Prabhudas Lilladher has said in a note that “Management in its recent conference call highlighted that FY23 order pipeline remains healthy, with expected orders such as Akash missile system, warfare system, radars, naval fire control system etc. and the company expects to bag orders worth ~Rs200bn. Given robust order book (Rs553.3bn, 3.3xTTM revenue), management guided for revenue growth of ~15% with EBITDA margin in range of 21-23% for FY23. Exports opportunity stands strong and management expect to bag orders of ~US$400-450mn in FY23 vs US$180mn in FY22. Company has also been focusing on diversifying in non-defense verticals such as EV, metros, electronic warfare, healthcare, homeland security etc. Capex of ~Rs30bn has been planned for capacity expansion of which Rs20bn has already been completed and ~Rs10bn is expected to be incurred in FY23."
“We remain positive on long term growth story of BEL given 1) its strong order backlog, 2) order pipeline and 3) diversification in newer business verticals like EV battery, Medical equipments, Metro, focus on exports market, government focus on product indigenization etc. We have revised our earnings estimate by 1.9%/3.4% for FY23/24 factoring in higher other income. The stock is currently trading at 22.9x/19.1x FY23/24E. Maintain ‘Buy’ rating on stock with revised TP of Rs295 (Rs285 earlier) valuing it at PE of 21x FY24E (same as earlier)," said the research analysts of Prabhudas Lilladher.
“Overall, expected double digit revenue, order inflow growth, sustained margins and strong order book to ensure better performance. We remain long term positive and retain our BUY rating on the stock. We value BEL at ₹315 i.e. 25x P/E on FY24E EPS," said ICICI Securities.

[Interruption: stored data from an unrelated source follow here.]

PR #6168, opened 2026-08-30
TalkBack, 10 of 10: Announce connection test feedback

eliotcougar:
## Summary

Part 10 separates connection-test feedback from the continuously changing visual status:

- The bottom row exposes Connected or Not connected and a native, localized Check connectivity action only while connected.
- Current-test and bulk-test progress remain visible but inert to TalkBack.
- An assertive live region publishes Testing, then the final current-test result or bulk completion. Fast results cannot replace the start message before it is published.
- After the current result's live-region message retires, that result becomes available on the status row for subsequent navigation. Success/failure, full localized delay units, and available country/IP information are preserved.

## Live-region implementation

Uses the exact same `AccessibilityLiveRegionText` implementation as Part 1, including locale spans, stable hidden idle node, frame-separated publication, and publication acknowledgement. The identical shared file keeps both branches independently buildable and avoids an add/add conflict.

Test messages are queued in publication order and held for one second after publication acknowledgement. This is a semantics lifetime, not a claim that the application can detect when TalkBack has finished speaking. Collection is limited to the resumed screen. Leaving it clears transient messages; a result received in the background remains durable ViewModel state and can be read upon return without replaying old speech.

There are no direct accessibility announcements, focus requests, native-role suppressions, or new interactive Snackbar/Toast nodes. Repeated identical tests retain distinct event IDs.

## Request ownership and cancellation

- Current and bulk requests carry independent UUIDs. Replies from older requests cannot finish newer tests, including repeated bulk tests in the same group.
- A bulk test cancelled from its notification reports cancellation rather than successful completion. Empty service-side batches also retire without false completion feedback.
- Current tests use daemon acknowledgement, so a missing daemon does not leave the UI indefinitely testing.
- Native current probes have an owned scope. Replacing a probe, stopping the core, or reloading it cancels pending feedback. Cancellation checks prevent an old native result from being published, and a request-specific cancellation reply retires the UI's pending state. Cancellation does not claim to interrupt a blocking JNI call immediately.
- Request IDs are optional Intent metadata. Existing serialized result and test-command payloads are unchanged; native library APIs and persisted data formats are unchanged.
- State transitions and publication IDs stay on the main thread; cache reloads and native/network work remain on background dispatchers.

## Localization and scope

All nine supported catalogs contain the completion, stable connected-state, and spoken delay resources. Russian connection-delay phrasing uses the accusative singular, independently of the server-list delay resource. No XML catalogs were split, and this revision changes no translation text.

The permanent Android test fixture and copy-only status helpers were removed. Focused JVM regressions cover queue ordering, repeated results, cancellation, stale publication callbacks, and current/bulk request ownership. Temporary Android instrumentation is outside the PR.

## Validation

Validated revision: `94fe07227` (same tree as the merge-test candidate).

- 64 JVM tests passed, including the seven focused feedback/request regressions.
- Play Store debug Kotlin compilation and x86_64 APK assembly passed.
- An external Android 13 / TalkBack-enabled probe exercised the real screen and ViewModel with controlled current-test replies. It verified same-main-thread-turn start/result ordering, repeated success and failure, delayed result exposure, stale replies after stop/replacement, and background-result retention without replay.
- Real repository broadcasts verified matching bulk request IDs, rejection of stale completion, inert progress, and terminal completion publication.
- The actual CoreTestService notification-cancel command path cleared testing without announcing Testing complete.
- The real ordered-broadcast daemon-absent path retired a pending test without fabricating a result.
- All three added resource keys exist exactly once in all nine locale catalogs.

As per ICICI Securities, the key triggers for future price performance of BEL are strategy to diversify into non-defence areas, focus on increasing exports and services share would aid long term growth and help de-risk its business, strong order pipeline in FY23-24E, we expect revenue, EBITDA to grow at a CAGR of ~16.8%, 16.3%, respectively, in FY22-FY24E aided by sustained margins in range of 21-22% and strong balance sheet, double digit returns ratios.
The views and recommendations made above are those of individual analysts or broking companies, and not of Mint.